= Beginning of Section =
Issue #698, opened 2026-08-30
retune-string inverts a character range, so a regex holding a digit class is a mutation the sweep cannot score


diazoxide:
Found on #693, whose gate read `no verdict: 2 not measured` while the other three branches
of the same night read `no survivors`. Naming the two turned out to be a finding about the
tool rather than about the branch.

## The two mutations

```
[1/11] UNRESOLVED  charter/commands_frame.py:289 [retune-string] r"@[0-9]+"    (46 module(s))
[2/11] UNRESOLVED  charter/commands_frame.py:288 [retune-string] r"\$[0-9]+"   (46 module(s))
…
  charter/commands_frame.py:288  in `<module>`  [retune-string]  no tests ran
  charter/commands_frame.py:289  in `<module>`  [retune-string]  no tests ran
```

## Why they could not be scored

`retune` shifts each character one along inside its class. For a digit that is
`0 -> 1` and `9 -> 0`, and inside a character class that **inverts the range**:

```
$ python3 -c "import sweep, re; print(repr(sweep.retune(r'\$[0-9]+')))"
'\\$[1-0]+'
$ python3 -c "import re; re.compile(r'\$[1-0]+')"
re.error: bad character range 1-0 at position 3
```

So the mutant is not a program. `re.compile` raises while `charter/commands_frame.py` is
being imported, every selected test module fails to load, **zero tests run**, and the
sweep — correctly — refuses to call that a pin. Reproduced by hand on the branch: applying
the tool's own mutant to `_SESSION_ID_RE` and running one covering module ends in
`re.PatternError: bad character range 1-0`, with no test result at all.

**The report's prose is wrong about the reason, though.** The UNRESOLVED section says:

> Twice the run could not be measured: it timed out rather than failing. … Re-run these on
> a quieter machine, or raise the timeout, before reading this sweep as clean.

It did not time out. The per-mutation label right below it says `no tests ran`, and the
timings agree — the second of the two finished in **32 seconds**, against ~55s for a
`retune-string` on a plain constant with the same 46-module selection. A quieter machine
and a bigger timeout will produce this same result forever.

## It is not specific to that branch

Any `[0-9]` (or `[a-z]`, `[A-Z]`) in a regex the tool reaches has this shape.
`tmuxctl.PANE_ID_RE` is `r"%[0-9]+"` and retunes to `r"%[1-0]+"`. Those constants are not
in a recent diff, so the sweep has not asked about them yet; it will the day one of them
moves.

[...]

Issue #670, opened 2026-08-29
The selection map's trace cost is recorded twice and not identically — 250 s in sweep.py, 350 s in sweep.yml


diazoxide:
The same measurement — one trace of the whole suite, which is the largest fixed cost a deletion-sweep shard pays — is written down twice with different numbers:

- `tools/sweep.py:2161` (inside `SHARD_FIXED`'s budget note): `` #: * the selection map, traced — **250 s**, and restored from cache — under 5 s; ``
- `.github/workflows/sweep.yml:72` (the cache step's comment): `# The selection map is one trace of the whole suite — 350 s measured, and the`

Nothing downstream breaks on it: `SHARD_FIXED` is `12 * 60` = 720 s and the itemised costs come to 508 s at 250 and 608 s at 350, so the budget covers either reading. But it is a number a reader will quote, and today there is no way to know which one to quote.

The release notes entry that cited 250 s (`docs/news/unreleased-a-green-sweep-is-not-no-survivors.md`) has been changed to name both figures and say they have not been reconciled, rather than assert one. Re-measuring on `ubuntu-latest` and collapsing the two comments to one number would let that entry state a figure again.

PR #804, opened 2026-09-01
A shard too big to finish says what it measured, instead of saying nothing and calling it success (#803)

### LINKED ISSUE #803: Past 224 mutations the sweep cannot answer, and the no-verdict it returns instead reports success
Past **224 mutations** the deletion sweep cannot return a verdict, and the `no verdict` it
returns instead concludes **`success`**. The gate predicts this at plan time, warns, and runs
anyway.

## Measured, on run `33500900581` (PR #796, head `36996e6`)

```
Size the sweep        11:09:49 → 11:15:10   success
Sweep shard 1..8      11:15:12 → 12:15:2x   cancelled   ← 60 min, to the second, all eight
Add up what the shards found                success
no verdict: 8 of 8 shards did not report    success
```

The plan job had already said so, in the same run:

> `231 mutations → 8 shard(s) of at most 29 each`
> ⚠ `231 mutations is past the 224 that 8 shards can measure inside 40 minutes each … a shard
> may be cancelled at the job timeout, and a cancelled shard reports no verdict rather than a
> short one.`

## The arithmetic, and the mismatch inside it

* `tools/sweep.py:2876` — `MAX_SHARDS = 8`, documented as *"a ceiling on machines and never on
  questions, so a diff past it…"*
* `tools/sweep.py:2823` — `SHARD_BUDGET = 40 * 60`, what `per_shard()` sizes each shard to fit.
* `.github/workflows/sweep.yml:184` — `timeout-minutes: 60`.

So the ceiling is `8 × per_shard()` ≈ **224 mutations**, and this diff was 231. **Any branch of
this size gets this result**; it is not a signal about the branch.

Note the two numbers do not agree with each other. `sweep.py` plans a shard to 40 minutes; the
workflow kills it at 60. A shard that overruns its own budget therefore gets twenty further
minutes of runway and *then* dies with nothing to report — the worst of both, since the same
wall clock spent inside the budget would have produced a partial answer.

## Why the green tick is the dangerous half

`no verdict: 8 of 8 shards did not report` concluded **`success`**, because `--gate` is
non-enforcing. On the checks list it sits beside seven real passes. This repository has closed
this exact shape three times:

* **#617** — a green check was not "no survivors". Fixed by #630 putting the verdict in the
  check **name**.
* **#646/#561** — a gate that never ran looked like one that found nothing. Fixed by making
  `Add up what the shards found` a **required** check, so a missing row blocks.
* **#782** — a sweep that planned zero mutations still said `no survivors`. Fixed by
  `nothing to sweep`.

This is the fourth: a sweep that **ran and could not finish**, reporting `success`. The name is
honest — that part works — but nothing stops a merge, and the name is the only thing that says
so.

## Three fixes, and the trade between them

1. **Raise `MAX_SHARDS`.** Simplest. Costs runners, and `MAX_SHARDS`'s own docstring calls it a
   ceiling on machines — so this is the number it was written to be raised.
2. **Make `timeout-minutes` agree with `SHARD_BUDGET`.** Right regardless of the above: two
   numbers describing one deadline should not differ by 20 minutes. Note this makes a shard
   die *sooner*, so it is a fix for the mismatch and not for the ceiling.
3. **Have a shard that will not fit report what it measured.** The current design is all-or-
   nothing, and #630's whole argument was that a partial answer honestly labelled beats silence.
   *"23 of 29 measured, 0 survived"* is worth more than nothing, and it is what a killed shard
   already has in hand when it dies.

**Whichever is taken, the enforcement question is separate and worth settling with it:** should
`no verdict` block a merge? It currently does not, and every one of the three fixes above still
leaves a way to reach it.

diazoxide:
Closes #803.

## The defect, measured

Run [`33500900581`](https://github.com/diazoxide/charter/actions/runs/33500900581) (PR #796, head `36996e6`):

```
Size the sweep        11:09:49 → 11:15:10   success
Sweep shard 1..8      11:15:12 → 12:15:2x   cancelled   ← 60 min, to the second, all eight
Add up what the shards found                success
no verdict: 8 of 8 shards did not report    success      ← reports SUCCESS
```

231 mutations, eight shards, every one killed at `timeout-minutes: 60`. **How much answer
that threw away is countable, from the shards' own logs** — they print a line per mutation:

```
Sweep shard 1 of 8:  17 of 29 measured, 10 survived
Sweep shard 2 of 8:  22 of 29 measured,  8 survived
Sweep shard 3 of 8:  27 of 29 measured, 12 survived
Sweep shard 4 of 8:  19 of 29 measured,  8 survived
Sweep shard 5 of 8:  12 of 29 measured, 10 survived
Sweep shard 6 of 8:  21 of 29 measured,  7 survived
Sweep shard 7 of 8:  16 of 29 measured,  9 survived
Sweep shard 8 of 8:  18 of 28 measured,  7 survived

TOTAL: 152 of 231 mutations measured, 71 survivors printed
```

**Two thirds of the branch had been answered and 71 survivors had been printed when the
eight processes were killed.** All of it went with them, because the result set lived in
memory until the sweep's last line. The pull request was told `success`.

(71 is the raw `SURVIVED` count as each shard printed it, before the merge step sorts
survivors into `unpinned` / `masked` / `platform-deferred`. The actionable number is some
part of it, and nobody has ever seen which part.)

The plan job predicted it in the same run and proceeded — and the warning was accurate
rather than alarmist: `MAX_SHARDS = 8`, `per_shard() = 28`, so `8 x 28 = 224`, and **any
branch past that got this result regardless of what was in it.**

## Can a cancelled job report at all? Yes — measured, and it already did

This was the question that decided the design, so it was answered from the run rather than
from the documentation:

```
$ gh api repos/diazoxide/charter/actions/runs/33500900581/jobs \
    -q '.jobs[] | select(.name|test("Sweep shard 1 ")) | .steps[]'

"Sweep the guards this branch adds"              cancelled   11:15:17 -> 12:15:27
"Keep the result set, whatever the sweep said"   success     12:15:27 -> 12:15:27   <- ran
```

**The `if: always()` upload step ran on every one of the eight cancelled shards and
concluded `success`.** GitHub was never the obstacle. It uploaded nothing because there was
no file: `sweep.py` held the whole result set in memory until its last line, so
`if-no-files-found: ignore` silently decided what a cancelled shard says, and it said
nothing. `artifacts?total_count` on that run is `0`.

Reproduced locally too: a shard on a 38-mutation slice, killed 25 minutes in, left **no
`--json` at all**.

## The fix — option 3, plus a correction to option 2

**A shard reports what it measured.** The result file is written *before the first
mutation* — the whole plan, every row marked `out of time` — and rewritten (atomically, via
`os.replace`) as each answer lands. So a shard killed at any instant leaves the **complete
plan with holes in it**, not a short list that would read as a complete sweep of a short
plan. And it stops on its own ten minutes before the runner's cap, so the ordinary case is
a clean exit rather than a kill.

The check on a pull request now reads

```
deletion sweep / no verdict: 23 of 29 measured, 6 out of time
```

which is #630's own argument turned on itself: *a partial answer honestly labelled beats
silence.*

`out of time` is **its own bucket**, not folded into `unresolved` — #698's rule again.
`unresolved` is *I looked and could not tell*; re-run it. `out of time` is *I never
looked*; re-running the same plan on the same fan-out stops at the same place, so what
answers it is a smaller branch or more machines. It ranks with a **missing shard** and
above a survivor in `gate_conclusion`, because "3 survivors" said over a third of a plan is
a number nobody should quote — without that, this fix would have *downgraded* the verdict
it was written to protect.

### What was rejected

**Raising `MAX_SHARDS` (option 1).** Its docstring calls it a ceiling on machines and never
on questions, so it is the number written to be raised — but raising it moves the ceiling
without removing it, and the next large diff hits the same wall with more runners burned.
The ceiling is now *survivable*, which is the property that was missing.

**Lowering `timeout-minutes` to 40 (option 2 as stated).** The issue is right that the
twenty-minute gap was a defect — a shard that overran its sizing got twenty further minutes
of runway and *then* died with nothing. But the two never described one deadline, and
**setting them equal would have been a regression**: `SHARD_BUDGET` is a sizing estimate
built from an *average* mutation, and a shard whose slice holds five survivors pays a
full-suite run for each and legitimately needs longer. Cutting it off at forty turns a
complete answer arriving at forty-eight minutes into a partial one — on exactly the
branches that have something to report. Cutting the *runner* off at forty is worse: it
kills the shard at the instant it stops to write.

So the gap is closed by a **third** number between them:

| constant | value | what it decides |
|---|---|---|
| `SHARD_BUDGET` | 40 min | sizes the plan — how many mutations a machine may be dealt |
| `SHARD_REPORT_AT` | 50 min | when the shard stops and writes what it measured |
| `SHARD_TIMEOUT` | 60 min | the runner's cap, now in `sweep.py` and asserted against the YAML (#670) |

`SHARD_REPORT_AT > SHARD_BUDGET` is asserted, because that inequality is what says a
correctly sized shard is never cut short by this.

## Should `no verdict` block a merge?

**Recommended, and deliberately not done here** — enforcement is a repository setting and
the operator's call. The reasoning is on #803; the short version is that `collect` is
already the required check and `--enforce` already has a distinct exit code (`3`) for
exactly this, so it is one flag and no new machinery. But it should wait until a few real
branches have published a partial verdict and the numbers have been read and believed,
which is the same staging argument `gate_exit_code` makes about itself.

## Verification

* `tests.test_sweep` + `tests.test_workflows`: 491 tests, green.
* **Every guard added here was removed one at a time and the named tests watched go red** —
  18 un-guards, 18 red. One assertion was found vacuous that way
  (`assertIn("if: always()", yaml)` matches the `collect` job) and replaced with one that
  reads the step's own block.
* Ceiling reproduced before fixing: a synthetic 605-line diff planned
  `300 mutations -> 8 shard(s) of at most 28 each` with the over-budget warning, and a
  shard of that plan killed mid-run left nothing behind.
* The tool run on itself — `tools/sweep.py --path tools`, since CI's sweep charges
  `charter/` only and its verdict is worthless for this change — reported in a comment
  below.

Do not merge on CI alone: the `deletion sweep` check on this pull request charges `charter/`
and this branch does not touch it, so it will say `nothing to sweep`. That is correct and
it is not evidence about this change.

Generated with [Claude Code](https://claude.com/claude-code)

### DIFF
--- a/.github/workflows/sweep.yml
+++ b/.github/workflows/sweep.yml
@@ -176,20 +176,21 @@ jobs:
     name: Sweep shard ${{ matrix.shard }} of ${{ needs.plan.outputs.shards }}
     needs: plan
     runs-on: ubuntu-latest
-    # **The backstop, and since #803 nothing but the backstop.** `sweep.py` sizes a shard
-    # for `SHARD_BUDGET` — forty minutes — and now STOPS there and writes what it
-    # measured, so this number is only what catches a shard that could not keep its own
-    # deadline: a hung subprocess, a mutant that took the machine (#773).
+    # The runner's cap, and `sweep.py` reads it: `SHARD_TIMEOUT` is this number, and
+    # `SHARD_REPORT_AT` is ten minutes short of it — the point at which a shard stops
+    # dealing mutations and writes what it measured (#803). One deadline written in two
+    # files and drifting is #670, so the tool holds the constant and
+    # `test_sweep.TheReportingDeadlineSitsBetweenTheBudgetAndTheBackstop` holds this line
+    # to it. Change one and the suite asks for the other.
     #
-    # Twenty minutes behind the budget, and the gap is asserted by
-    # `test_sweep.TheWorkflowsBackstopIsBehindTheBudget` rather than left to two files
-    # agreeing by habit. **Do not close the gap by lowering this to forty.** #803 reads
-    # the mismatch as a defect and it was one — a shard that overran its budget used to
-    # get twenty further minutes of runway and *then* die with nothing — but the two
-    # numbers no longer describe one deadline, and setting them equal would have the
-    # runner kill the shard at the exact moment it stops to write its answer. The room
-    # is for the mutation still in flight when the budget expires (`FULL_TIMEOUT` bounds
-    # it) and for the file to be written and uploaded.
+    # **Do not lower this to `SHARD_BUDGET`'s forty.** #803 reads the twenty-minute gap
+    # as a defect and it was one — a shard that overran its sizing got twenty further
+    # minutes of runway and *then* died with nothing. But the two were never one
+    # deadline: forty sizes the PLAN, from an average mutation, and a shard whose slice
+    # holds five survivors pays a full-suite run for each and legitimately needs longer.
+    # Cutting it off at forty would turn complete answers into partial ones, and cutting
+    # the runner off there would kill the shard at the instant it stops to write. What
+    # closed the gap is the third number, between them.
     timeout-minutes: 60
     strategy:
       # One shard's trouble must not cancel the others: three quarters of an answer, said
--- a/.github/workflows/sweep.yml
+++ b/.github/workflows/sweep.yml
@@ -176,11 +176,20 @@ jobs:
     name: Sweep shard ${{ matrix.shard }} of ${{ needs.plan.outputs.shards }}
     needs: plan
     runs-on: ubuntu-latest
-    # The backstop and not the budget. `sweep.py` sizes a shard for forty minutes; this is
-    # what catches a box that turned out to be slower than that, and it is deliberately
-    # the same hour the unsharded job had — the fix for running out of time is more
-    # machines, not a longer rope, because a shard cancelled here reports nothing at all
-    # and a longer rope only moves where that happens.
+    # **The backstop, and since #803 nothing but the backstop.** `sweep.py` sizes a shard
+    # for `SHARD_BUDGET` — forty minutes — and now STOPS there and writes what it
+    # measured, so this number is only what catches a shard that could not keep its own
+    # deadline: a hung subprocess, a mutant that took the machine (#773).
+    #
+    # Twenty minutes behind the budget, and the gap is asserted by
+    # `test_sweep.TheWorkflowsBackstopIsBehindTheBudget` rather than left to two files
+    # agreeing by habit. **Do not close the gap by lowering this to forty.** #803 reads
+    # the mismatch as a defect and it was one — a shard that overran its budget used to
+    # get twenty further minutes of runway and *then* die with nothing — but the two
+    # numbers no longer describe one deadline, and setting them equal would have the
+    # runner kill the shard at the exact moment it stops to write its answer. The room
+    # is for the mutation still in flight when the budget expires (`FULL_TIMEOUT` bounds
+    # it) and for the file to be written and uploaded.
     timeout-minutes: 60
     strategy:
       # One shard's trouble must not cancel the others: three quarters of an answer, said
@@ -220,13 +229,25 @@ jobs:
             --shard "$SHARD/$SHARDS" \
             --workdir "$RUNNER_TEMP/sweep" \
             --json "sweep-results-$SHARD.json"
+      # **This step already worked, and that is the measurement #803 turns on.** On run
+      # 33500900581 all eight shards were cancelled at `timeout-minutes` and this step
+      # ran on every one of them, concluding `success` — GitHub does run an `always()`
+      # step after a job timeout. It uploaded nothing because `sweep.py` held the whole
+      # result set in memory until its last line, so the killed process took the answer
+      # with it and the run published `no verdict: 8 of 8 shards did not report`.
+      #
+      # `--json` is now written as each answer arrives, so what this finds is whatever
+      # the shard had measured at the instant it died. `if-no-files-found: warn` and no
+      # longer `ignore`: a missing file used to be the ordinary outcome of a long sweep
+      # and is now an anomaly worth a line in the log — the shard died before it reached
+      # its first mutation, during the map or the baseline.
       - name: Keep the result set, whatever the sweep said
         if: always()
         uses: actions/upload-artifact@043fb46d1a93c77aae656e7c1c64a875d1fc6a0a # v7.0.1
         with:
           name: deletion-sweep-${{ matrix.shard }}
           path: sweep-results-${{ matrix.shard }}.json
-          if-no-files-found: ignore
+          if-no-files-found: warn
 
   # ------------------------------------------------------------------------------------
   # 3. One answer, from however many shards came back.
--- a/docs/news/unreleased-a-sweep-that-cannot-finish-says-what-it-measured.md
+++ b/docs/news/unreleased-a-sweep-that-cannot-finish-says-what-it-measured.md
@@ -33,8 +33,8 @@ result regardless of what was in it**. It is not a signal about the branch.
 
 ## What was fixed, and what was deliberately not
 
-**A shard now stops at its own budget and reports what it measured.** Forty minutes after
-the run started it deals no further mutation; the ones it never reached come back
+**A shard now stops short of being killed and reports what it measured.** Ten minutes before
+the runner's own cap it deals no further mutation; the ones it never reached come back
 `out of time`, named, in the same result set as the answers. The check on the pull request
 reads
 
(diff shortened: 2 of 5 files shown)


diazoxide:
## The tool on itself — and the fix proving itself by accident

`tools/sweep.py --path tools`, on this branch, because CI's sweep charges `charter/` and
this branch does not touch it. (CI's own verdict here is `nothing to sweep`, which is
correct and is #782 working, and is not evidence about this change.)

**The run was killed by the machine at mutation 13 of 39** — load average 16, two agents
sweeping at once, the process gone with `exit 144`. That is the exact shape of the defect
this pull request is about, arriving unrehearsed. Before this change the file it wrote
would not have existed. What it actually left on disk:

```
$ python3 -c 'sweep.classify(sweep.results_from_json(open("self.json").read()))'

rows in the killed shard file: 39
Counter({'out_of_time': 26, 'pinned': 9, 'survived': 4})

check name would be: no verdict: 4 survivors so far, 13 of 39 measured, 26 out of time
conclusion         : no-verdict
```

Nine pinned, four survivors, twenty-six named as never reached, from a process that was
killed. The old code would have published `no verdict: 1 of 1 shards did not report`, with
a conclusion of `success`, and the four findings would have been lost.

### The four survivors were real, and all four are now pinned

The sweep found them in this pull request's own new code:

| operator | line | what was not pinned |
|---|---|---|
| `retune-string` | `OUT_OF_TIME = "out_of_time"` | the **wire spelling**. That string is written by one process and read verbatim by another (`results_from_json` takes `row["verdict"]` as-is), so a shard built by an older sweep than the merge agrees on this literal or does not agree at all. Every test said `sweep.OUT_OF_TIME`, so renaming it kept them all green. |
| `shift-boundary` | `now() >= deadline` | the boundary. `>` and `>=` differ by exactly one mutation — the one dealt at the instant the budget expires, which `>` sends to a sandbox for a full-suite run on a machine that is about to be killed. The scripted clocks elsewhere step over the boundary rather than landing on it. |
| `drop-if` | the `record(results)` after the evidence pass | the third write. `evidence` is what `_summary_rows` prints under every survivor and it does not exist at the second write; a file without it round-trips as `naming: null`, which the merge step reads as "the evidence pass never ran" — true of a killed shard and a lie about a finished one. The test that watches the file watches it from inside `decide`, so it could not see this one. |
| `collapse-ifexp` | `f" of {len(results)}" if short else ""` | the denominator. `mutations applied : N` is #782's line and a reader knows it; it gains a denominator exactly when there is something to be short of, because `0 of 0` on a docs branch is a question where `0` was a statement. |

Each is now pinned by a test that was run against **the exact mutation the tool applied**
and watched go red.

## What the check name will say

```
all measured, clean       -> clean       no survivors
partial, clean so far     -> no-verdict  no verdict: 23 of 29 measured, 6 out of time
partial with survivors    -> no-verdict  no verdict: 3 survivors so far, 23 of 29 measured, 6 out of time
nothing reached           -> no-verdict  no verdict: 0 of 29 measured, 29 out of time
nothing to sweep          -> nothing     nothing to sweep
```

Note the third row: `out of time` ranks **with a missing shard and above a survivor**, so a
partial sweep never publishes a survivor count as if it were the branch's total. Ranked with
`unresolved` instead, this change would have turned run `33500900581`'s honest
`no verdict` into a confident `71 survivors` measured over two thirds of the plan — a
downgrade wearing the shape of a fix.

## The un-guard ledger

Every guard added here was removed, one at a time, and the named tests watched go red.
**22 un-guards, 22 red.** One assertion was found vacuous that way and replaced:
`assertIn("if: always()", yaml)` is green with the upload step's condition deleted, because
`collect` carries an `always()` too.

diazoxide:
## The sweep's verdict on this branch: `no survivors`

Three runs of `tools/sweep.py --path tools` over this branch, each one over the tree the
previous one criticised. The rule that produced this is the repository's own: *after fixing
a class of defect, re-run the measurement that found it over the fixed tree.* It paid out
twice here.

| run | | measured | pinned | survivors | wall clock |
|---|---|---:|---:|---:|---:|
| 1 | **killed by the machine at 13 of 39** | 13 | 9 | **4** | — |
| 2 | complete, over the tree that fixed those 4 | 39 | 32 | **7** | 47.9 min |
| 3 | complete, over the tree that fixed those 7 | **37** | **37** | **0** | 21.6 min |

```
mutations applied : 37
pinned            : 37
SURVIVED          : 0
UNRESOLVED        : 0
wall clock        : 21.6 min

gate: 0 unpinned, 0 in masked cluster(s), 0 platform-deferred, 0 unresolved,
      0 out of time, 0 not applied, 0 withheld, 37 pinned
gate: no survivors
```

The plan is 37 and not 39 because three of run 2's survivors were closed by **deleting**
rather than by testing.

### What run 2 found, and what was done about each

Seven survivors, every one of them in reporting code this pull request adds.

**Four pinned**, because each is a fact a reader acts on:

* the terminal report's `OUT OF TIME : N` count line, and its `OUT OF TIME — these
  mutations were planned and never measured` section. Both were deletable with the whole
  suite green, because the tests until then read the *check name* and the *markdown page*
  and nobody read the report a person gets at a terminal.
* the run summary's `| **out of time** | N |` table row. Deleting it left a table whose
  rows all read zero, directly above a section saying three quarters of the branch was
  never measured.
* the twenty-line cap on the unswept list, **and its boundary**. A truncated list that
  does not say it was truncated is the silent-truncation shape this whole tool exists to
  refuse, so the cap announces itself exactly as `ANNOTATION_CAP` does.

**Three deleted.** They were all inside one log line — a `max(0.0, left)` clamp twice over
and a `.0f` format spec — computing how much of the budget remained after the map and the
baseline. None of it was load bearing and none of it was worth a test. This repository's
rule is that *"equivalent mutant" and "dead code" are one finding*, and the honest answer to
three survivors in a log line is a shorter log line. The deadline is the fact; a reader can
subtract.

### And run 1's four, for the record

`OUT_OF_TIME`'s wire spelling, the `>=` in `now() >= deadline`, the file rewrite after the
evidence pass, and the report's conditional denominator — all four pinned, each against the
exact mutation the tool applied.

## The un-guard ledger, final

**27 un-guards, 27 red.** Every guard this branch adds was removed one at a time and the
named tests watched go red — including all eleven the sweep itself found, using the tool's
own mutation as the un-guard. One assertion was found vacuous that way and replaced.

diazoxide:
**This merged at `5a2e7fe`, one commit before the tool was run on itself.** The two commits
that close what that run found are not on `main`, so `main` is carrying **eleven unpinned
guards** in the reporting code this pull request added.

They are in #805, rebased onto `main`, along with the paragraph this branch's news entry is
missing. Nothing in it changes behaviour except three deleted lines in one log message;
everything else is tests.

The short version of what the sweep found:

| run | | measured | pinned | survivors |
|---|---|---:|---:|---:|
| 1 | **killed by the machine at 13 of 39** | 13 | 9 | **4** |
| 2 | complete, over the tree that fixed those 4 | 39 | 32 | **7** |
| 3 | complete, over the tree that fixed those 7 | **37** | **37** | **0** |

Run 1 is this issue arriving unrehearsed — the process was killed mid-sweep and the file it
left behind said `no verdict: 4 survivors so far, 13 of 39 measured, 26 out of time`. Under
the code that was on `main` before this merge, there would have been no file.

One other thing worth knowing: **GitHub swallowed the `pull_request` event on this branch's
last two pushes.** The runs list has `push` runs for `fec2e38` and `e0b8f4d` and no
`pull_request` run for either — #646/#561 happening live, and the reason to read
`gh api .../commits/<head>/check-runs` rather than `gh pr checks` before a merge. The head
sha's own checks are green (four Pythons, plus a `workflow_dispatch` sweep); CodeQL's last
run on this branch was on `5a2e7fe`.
= End of Section =
## Task statement
Would you copy out each line of the records above where the word "more" occurs?

## Answer section
   *"23 of 29 measured, 0 survived"* is worth more than nothing, and it is what a killed shard
answers it is a smaller branch or more machines. It ranks with a **missing shard** and
without removing it, and the next large diff hits the same wall with more runners burned.
-    # the same hour the unsharded job had — the fix for running out of time is more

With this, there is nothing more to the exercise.